=== Section Start ===
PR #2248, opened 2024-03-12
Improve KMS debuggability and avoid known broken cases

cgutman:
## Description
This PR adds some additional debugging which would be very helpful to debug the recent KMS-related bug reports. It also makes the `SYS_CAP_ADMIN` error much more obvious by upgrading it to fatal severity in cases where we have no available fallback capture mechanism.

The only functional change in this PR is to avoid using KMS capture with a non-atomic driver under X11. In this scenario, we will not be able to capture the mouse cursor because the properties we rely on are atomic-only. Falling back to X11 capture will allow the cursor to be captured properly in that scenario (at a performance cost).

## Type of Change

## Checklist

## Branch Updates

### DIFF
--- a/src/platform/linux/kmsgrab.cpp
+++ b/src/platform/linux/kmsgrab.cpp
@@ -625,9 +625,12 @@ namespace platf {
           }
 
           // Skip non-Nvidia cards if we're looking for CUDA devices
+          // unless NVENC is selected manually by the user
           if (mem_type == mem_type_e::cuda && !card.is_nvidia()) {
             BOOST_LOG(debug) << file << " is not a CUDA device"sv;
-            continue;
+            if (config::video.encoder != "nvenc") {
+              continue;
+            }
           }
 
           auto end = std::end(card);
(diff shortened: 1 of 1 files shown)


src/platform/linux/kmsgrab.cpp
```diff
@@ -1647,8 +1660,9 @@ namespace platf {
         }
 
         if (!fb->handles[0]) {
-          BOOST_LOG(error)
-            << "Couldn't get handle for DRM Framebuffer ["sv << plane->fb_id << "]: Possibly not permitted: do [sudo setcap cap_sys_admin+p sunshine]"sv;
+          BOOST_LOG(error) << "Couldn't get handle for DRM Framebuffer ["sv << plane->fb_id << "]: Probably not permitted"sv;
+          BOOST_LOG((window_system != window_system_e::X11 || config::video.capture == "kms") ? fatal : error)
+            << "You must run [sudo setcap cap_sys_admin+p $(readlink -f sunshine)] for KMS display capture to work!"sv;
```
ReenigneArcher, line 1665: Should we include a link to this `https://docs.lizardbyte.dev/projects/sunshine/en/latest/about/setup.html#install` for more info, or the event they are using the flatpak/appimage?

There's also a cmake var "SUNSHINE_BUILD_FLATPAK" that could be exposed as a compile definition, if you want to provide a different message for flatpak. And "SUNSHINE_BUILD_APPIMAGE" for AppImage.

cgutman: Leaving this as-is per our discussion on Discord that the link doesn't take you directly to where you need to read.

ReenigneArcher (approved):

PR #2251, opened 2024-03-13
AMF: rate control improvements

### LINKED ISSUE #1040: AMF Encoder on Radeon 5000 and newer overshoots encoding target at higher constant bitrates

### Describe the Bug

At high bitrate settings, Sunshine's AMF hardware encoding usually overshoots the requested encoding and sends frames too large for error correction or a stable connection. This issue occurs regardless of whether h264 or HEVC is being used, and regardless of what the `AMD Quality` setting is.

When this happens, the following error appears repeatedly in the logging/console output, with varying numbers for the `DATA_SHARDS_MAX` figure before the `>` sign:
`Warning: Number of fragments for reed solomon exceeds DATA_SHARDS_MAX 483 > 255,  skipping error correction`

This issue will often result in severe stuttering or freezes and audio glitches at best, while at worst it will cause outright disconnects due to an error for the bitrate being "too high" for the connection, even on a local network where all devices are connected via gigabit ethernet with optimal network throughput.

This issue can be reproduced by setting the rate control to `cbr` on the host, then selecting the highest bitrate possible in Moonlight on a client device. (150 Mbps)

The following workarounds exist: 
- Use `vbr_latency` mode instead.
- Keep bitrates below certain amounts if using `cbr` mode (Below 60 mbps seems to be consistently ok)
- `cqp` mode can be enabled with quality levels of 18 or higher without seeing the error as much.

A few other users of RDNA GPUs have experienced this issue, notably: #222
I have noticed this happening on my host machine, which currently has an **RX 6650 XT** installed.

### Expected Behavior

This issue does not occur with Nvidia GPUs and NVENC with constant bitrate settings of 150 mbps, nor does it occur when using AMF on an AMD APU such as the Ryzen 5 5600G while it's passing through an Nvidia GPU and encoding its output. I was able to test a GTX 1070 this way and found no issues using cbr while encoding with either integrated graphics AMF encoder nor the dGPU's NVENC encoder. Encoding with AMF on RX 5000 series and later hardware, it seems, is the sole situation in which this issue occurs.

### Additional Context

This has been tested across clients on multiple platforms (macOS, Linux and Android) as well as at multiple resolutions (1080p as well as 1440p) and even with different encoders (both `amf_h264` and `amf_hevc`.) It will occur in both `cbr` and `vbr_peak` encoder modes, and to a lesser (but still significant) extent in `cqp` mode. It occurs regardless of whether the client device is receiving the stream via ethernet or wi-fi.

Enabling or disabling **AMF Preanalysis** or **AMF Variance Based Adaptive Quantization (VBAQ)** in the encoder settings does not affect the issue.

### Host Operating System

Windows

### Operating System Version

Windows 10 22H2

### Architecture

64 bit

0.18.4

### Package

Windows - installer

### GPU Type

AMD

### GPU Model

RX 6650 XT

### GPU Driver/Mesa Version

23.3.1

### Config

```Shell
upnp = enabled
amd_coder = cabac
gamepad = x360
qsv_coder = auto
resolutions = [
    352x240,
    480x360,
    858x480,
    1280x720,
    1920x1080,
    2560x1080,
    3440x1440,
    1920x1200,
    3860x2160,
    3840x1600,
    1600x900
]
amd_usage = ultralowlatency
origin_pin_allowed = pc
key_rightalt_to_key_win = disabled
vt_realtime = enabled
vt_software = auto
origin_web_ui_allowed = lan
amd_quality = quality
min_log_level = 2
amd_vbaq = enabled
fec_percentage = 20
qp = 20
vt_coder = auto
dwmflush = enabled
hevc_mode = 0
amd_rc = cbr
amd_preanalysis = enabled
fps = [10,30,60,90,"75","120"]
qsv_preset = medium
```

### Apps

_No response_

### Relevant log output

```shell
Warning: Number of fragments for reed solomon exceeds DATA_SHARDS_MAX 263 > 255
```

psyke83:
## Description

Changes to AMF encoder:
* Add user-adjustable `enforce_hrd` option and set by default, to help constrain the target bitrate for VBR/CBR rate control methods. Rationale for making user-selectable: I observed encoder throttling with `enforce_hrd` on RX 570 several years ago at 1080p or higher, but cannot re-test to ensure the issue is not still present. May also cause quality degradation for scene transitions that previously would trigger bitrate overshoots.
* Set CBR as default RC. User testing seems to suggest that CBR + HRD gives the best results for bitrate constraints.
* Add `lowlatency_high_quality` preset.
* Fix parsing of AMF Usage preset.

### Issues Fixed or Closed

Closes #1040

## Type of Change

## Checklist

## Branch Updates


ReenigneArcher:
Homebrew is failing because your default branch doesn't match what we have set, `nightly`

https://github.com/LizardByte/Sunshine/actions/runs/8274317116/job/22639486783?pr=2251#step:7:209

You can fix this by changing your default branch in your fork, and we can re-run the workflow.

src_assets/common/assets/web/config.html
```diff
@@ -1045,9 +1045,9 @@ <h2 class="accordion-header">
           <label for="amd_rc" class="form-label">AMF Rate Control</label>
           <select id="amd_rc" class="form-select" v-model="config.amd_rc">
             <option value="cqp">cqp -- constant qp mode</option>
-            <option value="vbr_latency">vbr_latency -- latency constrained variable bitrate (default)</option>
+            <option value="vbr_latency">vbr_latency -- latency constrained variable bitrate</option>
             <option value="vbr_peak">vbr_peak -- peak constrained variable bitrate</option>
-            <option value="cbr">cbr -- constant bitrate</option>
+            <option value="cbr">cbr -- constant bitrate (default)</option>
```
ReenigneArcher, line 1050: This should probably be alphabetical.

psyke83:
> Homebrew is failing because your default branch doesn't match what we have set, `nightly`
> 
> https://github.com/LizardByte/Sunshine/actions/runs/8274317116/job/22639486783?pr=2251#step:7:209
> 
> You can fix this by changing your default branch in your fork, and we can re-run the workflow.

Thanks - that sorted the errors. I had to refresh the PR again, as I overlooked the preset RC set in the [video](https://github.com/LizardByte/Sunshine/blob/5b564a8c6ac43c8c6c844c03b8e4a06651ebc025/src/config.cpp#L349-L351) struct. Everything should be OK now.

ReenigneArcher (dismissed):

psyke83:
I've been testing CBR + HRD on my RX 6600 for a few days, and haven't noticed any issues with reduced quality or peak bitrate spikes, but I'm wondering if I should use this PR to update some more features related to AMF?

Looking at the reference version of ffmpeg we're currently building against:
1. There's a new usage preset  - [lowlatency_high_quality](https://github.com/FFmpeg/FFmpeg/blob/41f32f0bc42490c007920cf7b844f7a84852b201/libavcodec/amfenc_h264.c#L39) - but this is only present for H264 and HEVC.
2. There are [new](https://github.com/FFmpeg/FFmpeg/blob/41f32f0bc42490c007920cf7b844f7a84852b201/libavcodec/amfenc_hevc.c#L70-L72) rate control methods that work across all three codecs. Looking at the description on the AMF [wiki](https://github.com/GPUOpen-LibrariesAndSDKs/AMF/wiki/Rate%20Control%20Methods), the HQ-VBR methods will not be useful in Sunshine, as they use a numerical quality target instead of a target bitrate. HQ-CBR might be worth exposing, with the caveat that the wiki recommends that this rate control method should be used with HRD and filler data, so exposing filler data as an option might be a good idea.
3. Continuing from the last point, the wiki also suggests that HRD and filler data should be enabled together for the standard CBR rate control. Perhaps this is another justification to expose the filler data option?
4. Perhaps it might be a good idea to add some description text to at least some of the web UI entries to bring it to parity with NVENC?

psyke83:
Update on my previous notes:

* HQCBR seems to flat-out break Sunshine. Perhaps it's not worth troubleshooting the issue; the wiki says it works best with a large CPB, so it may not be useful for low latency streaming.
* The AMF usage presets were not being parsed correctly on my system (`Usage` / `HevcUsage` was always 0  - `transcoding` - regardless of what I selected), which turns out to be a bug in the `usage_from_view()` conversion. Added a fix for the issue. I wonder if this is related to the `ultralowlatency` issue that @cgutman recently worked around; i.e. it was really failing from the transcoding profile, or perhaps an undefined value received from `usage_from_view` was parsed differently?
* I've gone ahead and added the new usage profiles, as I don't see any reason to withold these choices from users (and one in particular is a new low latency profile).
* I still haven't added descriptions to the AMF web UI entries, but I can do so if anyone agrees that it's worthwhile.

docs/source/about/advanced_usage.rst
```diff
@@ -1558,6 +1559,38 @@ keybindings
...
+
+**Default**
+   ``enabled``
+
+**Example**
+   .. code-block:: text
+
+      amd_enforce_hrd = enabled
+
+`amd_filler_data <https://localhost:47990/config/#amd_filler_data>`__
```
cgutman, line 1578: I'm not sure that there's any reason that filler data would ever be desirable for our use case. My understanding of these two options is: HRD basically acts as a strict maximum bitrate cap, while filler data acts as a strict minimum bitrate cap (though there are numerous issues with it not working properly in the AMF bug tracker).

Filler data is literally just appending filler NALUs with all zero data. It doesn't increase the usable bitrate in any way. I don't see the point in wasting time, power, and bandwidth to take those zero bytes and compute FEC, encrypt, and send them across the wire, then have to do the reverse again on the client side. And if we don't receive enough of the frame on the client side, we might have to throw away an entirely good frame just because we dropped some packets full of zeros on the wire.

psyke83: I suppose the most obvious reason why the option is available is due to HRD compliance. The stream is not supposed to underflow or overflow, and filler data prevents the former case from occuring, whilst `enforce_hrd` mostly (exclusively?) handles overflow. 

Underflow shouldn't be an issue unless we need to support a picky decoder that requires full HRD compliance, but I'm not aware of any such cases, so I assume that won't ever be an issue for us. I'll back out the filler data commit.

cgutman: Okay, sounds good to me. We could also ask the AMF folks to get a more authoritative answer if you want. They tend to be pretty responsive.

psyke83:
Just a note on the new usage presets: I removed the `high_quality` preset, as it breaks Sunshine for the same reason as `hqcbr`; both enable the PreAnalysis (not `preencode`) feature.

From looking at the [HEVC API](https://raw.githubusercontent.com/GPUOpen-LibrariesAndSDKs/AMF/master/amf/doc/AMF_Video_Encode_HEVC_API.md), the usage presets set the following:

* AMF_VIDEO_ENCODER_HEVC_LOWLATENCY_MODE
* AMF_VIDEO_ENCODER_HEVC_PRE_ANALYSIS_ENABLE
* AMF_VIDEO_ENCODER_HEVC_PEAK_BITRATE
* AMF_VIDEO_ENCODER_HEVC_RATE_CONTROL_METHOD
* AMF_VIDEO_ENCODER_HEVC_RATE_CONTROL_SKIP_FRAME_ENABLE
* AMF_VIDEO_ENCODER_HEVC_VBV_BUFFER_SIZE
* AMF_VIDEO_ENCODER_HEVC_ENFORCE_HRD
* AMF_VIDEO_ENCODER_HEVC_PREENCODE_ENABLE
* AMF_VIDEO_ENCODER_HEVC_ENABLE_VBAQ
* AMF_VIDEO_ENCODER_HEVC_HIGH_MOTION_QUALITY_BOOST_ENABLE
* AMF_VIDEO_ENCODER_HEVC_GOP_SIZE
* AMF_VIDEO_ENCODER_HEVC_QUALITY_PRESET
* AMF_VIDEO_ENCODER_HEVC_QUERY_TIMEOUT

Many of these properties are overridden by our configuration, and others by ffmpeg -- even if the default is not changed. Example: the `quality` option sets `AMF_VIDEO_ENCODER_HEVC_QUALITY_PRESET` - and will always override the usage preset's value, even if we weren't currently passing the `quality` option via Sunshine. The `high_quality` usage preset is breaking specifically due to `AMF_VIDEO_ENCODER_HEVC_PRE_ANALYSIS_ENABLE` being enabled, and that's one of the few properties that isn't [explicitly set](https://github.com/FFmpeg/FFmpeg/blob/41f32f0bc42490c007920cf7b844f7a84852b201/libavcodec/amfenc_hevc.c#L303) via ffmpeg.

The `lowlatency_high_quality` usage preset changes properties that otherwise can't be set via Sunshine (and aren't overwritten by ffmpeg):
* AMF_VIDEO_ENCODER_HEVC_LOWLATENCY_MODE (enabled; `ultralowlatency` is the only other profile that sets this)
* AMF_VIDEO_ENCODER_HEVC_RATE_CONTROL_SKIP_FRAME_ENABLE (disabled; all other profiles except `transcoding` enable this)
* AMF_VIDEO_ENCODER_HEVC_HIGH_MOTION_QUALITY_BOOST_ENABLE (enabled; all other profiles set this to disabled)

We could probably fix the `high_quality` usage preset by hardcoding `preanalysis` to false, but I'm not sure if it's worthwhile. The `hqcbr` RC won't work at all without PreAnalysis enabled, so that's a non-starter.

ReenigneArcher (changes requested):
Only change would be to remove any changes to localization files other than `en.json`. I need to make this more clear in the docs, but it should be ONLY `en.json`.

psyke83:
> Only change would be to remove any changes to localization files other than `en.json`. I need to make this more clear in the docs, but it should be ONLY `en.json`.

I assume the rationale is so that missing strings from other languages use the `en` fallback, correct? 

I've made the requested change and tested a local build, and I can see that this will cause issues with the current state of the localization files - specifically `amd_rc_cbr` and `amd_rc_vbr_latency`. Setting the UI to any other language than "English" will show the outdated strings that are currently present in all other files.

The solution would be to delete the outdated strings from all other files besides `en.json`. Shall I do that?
=== Section End ===
→ PROBLEM TO WORK ON: In how many lines of the listing does the word "runs" appear? Give the number by itself.

→ TASK SOLUTION: 2